By HospiMedica staff writers
Posted on 06 Nov 2002
A study has shown that administering aspirin to patients within 48 hours after heart bypass surgery greatly reduces the risk of death and ischemic complications. More...
The study was published in the October 24, 2002, issue of The New England Journal of Medicine.

The research involved more than 5,000 patients having bypass surgery in 70 hospitals in 17 countries from 1996 to 2000. The hospital death rate among those not given aspirin was 4%, while the death rate for those given aspirin was only 1.3%. The researchers found similar reductions in the rates of stroke, heart attack, bowel damage, and kidney failure caused by low blood flow.

Doctors say the results provides good evidence that aspirin should be given to bypass patients shortly after surgery, except for those who are allergic to aspirin or have bleeding disorders.

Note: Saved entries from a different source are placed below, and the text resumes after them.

Issue #8576, opened 2024-07-23
Block the toggle PWA notifications  on Safari when the PWA isn't installed.


burtonator:
## Describe the bug

The Safari PWA can't receive push notifications outside of the PWA

### Initial conditions

**Environment:** 

**Branch/Release version:** 

**Browser:** 

**Wallet:**

PR #8588, opened 2024-07-24
only enable push notification on Safari with the PWA enabled.

burtonator:
## Link to Issue
Closes: https://github.com/hicommonwealth/commonwealth/issues/8576

## Description of Changes
- detects the PWA and only then do we enable the push notifications.
- 

## Test Plan
- We have to go through the full debug process of testing push notifications again but on frack.

## Deployment Plan

1. 

## Other Considerations

-

### DIFF
--- a/packages/commonwealth/client/scripts/views/pages/NotificationSettings/useSupportsPushNotifications.ts
+++ b/packages/commonwealth/client/scripts/views/pages/NotificationSettings/useSupportsPushNotifications.ts
@@ -1,0 +1,15 @@
+import { getBrowserType } from 'helpers/browser';
+import useAppStatus from 'hooks/useAppStatus';
+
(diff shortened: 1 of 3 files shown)


packages/commonwealth/client/scripts/views/pages/NotificationSettings/useSupportsPushNotifications.ts
```diff
@@ -0,0 +1,15 @@
+import { getBrowserType } from 'helpers/browser';
+import useAppStatus from 'hooks/useAppStatus';
+
+export function useSupportsPushNotifications() {
```
masvelio, line 4: per convention we use, let's change it to const, so we keep consistency 
`export const useSupportsPushNotifications = () => {}`

mzparacha (approved):

Issue #8586, opened 2024-07-24
After updating a comment, user still sees the text of original comment


mzparacha:
## Describe the bug
After updating a comment, user still sees the text of original comment

### Initial conditions

**Environment:** 
All

**Branch/Release version:** 
https://github.com/hicommonwealth/commonwealth/releases/tag/v1.5.1-2

**Browser:** 

All
**Wallet:** 

All

## Reproduction steps

1. Added a comment to any thread
2. Update it
3. Notice you still see the original text

## Actual behavior
After updating a comment, user still sees the text of original comment

## Expected behavior
After updating the comment, the selected version from history should be set the latest version

## Screenshots / Video

N/A

## Reporter

@mzparacha 

## Additional context

N/A

PR #8589, opened 2024-07-24
Show latest comment version after comment update

mzparacha:
## Link to Issue
Closes: https://github.com/hicommonwealth/commonwealth/issues/8586

## Description of Changes
Now showing correct latest comment version after comment update

## "How We Fixed It"
N/A

## Test Plan
1. Added a comment to any thread
2. Update it
3. Verify you see the latest comment version text

## Deployment Plan
N/A

## Other Considerations
N/A

### DIFF
--- a/packages/commonwealth/client/scripts/views/pages/discussions/CommentTree/CommentTree.tsx
+++ b/packages/commonwealth/client/scripts/views/pages/discussions/CommentTree/CommentTree.tsx
@@ -479,6 +479,7 @@ export const CommentTree = ({
                 </div>
               )}
               <CommentCard
+                key={`${comment.id}-${comment.text}`}
                 disabledActionsTooltipText={disabledActionsTooltipText}
                 isThreadArchived={!!thread.archivedAt}
                 canReply={


burtonator (approved):

burtonator:
I approved but do we need comment.text ?  our comment IDs aren't enough? They should be unique right?  The text will slow down rendering in theory.

packages/commonwealth/client/scripts/views/pages/discussions/CommentTree/CommentTree.tsx
```diff
@@ -479,6 +479,7 @@ export const CommentTree = ({
                 </div>
               )}
               <CommentCard
+                key={`${comment.id}-${comment.text}`}
```
burtonator, line 482: I approved but do we need comment.text ? our comment IDs aren't enough? They should be unique right? The text will slow down rendering in theory.

mzparacha: actually we want to re-render whenever comment.text changes, I added id in there but its actually not needed.

Israellund (approved):

Issue #8597, opened 2024-07-24
Duplicates in 'For You' Page


timolegros:
## Describe the bug
Duplicate threads appear in the `For You` activity dashboard

### Initial conditions

**Environment:** production v1.5.2

PR #8623, opened 2024-07-26
Fix duplicate threads

timolegros:
## Link to Issue
Closes: #8597 

## Description of Changes
- Adds DISTINCT to `Address.community_id` since users can have multiple addresses in a single community.
  - Funnily enough this seems to also improve the performance of the query though I am unsure why that is the case:
    - Before: https://explain.dalibo.com/plan/bg7dab5fb9b4f2dg#plan
    - After: https://explain.dalibo.com/plan/ab46f2e9d3252g08 

## Test Plan
- Pick an EVM community and join that community with 2 different addresses linked to the same user
- Using a third address not linked to the user above, create a thread in the community you picked
- View the 'for you' activity feed from your initial user (either of the first 2 addresses) -> the thread should show up only once

## Deployment Plan

1. 

## Other Considerations

-

### DIFF
--- a/libs/model/src/globalActivityCache.ts
+++ b/libs/model/src/globalActivityCache.ts
@@ -10,7 +10,7 @@ export async function getActivityFeed(models: DB, id = 0) {
    */
   const query = `
       WITH 
-      user_communities AS (SELECT community_id FROM "Addresses" WHERE user_id = :id),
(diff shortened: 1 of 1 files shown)


Rotorsoft (approved):

ForestMars (approved):
Appears to fix the problem.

Some doctors had feared that administering aspirin to bypass patients too soon after their surgery could cause severe bleeding, but the study did not show this. The benefit of aspirin was thought to be twofold: to prevent the formation of blood clots and to reduce the inflammation in blood vessels.

The study was not a randomized controlled trial. However, lead author Dr. Dennis T.Mangano said his team had carefully compared the records of the patients and had found no underlying differences that would explain why those who got aspirin did so much better. Dr. Mangano is the founder of the Ischemia Research and Education Foundation (San Francisco, CA, USA), which sponsored the trial.